Bulgarian MPs pass constitutional amendments on judicial reforms at first reading

Bulgaria’s Parliament passed at first reading on September 23 constitutional amendments on judicial reforms with 184 votes, which means the bill can be fast-tracked through the National Assembly.

Under Bulgarian law, 180 votes are needed for constitutional amendments, but should bill receive 160 votes at first reading, it can be put to vote again three months later, at which point, the required majority to pass would be 160 MPs.

Even with one of the two main opposition parties in Parliament, the Movement for Rights and Freedoms (MRF), agreeing to support the amendments in exchange for some changes – which, critics say, would weaken the impact of reform – it was not certain that the bill will receive the support of 180 MPs (out of 240 in the National Assembly). The only votes against the amendments came from the opposition Bulgarian Socialist Party.

With socialist splinter ABC providing just one vote in support, while eight other ABC MPs abstained, the key votes that ensured that the bill reached the three-quarters majority came from ultra-nationalist Ataka. The turn of events was surprising as Ataka is one of the current government’s harshest critics on a number of issues.

Ataka MP Yavor Notev said after the vote, as quoted by broadcaster Darik Radio, that the party remained opposed to the amendments as “lacking substance” but opted to support them because otherwise it would have only “delayed the agony” and the bill would have further cluttered Parliament’s agenda.

The key provisions of the bill is the sub-division of the Supreme Judiciary Council (SJC) into colleges of judges and prosecutors, direct election of judiciary members of the SJC, and the Inspectorate receiving powers to inspect the properties of members of the bench and to monitor conflicts of interest. However, the old quotas for arriving at the composition of the SJC, split between those from judges, prosecutors and political appointments, will remain unchanged.

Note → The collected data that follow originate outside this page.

Issue #341, opened 2026-04-11
Expose session background task supervisor state to the agent


ymote:
## Problem

The web/runtime path now has a real background task supervisor and `/api/sessions/:id/tasks`, but the agent still narrates background task state by guessing from chat context. That creates a split-brain architecture:

- UI/runtime task state comes from the supervisor.
- Agent status narration comes from model inference.
- `session_actor` then rewrites premature or incorrect completion claims after the fact.

This is why background tasks like `fm_tts`, `voice_transcribe`, and `podcast_generate` can produce contradictory assistant text such as "already generated" while the task is still running.

## Goal

Give the agent a read-only, session-scoped way to query the background task supervisor so it can ground status answers on actual task state instead of guessing.

## Proposed scope

1. Add an agent-accessible tool, e.g. `check_background_tasks`, limited to the current session.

Those quotas could be changed before the bill goes to the House at second reading, with the MRF and ABC insisting on redistribution of appointment quotas for the prosecutors college in the SJC. As it stands, of the 12 members of the prosecutors college, the prosecutor-general is a member ex officio, with six members to be elected by Parliament, four by the general meeting of prosecutors and one by the general meeting of investigative magistrates (which, in Bulgaria’s judicial system, have a lower standing and fewer powers than prosecutors).